Listed entries:

********************

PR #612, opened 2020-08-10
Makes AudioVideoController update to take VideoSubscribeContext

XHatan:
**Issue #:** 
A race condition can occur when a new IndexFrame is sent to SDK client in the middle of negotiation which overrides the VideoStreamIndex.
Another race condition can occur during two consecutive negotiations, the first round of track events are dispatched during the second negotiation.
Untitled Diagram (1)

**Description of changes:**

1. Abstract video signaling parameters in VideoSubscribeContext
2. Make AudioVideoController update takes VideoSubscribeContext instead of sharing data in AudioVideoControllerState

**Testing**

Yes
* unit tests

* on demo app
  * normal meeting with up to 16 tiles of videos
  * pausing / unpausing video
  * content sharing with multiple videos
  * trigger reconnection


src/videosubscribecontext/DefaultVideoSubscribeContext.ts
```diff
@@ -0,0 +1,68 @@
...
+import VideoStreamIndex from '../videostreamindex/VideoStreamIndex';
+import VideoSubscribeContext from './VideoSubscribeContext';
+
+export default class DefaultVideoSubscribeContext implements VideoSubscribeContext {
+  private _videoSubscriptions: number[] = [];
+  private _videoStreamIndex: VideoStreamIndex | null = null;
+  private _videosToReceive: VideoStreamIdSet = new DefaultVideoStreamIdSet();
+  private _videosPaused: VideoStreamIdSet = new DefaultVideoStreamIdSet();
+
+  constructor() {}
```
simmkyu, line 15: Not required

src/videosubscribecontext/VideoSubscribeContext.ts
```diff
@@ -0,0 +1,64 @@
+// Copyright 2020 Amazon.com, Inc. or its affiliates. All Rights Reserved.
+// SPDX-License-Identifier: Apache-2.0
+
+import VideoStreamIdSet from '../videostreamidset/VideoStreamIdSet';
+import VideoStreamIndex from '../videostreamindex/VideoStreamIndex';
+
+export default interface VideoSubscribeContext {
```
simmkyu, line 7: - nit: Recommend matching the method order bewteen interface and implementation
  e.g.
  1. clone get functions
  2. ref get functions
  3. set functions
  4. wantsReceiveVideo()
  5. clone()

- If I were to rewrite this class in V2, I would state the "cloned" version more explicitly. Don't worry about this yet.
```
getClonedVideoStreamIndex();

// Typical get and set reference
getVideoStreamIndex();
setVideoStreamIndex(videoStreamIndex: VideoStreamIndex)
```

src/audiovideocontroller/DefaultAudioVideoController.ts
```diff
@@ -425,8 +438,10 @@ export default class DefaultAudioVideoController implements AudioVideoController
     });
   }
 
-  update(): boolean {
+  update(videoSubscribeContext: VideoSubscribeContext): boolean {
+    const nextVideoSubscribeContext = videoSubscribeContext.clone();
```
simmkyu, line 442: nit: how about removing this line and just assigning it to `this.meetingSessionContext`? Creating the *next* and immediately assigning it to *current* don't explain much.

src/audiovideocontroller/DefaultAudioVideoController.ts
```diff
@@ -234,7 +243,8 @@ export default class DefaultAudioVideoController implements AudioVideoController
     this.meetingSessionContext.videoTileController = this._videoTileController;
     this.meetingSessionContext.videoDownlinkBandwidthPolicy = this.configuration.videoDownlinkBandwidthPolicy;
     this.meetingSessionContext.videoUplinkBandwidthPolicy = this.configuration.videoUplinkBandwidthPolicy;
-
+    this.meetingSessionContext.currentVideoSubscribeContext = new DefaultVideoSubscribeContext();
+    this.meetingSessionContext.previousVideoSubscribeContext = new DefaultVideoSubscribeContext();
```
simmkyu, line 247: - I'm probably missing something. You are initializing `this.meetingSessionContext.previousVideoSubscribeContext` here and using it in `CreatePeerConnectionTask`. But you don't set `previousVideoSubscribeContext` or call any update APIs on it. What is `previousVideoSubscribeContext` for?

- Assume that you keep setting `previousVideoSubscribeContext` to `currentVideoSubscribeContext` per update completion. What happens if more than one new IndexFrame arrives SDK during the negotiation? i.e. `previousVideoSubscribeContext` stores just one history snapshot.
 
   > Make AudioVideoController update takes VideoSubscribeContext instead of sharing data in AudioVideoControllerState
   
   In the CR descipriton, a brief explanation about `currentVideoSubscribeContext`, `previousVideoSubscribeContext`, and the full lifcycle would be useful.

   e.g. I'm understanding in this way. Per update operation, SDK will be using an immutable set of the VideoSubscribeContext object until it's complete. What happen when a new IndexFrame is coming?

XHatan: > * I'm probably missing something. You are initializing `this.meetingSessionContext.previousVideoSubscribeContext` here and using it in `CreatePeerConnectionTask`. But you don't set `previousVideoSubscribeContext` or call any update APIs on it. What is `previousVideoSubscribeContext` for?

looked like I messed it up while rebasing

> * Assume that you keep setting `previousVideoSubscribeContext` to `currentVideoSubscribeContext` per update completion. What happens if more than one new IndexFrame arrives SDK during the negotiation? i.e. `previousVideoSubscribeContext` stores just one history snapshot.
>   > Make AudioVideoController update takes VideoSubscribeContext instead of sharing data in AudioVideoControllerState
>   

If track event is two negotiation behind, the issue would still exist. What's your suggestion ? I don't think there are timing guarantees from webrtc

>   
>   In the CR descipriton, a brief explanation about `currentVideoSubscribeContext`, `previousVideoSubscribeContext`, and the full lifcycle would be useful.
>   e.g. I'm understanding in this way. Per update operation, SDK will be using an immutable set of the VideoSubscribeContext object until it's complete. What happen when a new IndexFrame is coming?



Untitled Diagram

********************

Work to complete: Using the material above, output each line exactly as it appears.

Response area:
PR #612, opened 2020-08-10
Makes AudioVideoController update to take VideoSubscribeContext

XHatan:
**Issue #:** 
A race condition can occur when a new IndexFrame is sent to SDK client in the middle of negotiation which overrides the VideoStreamIndex.
Another race condition can occur during two consecutive negotiations, the first round of track events are dispatched during the second negotiation.
Untitled Diagram (1)

**Description of changes:**

1. Abstract video signaling parameters in VideoSubscribeContext
2. Make AudioVideoController update takes VideoSubscribeContext instead of sharing data in AudioVideoControllerState

**Testing**

Yes
* unit tests

* on demo app
  * normal meeting with up to 16 tiles of videos
  * pausing / unpausing video
  * content sharing with multiple videos
  * trigger reconnection


src/videosubscribecontext/DefaultVideoSubscribeContext.ts
```diff
@@ -0,0 +1,68 @@
...
+import VideoStreamIndex from '../videostreamindex/VideoStreamIndex';
+import VideoSubscribeContext from './VideoSubscribeContext';
+
+export default class DefaultVideoSubscribeContext implements VideoSubscribeContext {
+  private _videoSubscriptions: number[] = [];
+  private _videoStreamIndex: VideoStreamIndex | null = null;
+  private _videosToReceive: VideoStreamIdSet = new DefaultVideoStreamIdSet();
+  private _videosPaused: VideoStreamIdSet = new DefaultVideoStreamIdSet();
+
+  constructor() {}
```
simmkyu, line 15: Not required

src/videosubscribecontext/VideoSubscribeContext.ts
```diff
@@ -0,0 +1,64 @@
+// Copyright 2020 Amazon.com, Inc. or its affiliates. All Rights Reserved.
+// SPDX-License-Identifier: Apache-2.0
+
+import VideoStreamIdSet from '../videostreamidset/VideoStreamIdSet';
+import VideoStreamIndex from '../videostreamindex/VideoStreamIndex';
+
+export default interface VideoSubscribeContext {
```
simmkyu, line 7: - nit: Recommend matching the method order bewteen interface and implementation
  e.g.
  1. clone get functions
  2. ref get functions
  3. set functions
  4. wantsReceiveVideo()
  5. clone()

- If I were to rewrite this class in V2, I would state the "cloned" version more explicitly. Don't worry about this yet.
```
getClonedVideoStreamIndex();

// Typical get and set reference
getVideoStreamIndex();
setVideoStreamIndex(videoStreamIndex: VideoStreamIndex)
```

src/audiovideocontroller/DefaultAudioVideoController.ts
```diff
@@ -425,8 +438,10 @@ export default class DefaultAudioVideoController implements AudioVideoController
     });
   }
 
-  update(): boolean {
+  update(videoSubscribeContext: VideoSubscribeContext): boolean {
+    const nextVideoSubscribeContext = videoSubscribeContext.clone();
```
simmkyu, line 442: nit: how about removing this line and just assigning it to `this.meetingSessionContext`? Creating the *next* and immediately assigning it to *current* don't explain much.

src/audiovideocontroller/DefaultAudioVideoController.ts
```diff
@@ -234,7 +243,8 @@ export default class DefaultAudioVideoController implements AudioVideoController
     this.meetingSessionContext.videoTileController = this._videoTileController;
     this.meetingSessionContext.videoDownlinkBandwidthPolicy = this.configuration.videoDownlinkBandwidthPolicy;
     this.meetingSessionContext.videoUplinkBandwidthPolicy = this.configuration.videoUplinkBandwidthPolicy;
-
+    this.meetingSessionContext.currentVideoSubscribeContext = new DefaultVideoSubscribeContext();
+    this.meetingSessionContext.previousVideoSubscribeContext = new DefaultVideoSubscribeContext();
```
simmkyu, line 247: - I'm probably missing something. You are initializing `this.meetingSessionContext.previousVideoSubscribeContext` here and using it in `CreatePeerConnectionTask`. But you don't set `previousVideoSubscribeContext` or call any update APIs on it. What is `previousVideoSubscribeContext` for?

- Assume that you keep setting `previousVideoSubscribeContext` to `currentVideoSubscribeContext` per update completion. What happens if more than one new IndexFrame arrives SDK during the negotiation? i.e. `previousVideoSubscribeContext` stores just one history snapshot.
 
   > Make AudioVideoController update takes VideoSubscribeContext instead of sharing data in AudioVideoControllerState
   
   In the CR descipriton, a brief explanation about `currentVideoSubscribeContext`, `previousVideoSubscribeContext`, and the full lifcycle would be useful.

   e.g. I'm understanding in this way. Per update operation, SDK will be using an immutable set of the VideoSubscribeContext object until it's complete. What happen when a new IndexFrame is coming?

XHatan: > * I'm probably missing something. You are initializing `this.meetingSessionContext.previousVideoSubscribeContext` here and using it in `CreatePeerConnectionTask`. But you don't set `previousVideoSubscribeContext` or call any update APIs on it. What is `previousVideoSubscribeContext` for?

looked like I messed it up while rebasing

> * Assume that you keep setting `previousVideoSubscribeContext` to `currentVideoSubscribeContext` per update completion. What happens if more than one new IndexFrame arrives SDK during the negotiation? i.e. `previousVideoSubscribeContext` stores just one history snapshot.
>   > Make AudioVideoController update takes VideoSubscribeContext instead of sharing data in AudioVideoControllerState
>   

If track event is two negotiation behind, the issue would still exist. What's your suggestion ? I don't think there are timing guarantees from webrtc

>   
>   In the CR descipriton, a brief explanation about `currentVideoSubscribeContext`, `previousVideoSubscribeContext`, and the full lifcycle would be useful.
>   e.g. I'm understanding in this way. Per update operation, SDK will be using an immutable set of the VideoSubscribeContext object until it's complete. What happen when a new IndexFrame is coming?



Untitled Diagram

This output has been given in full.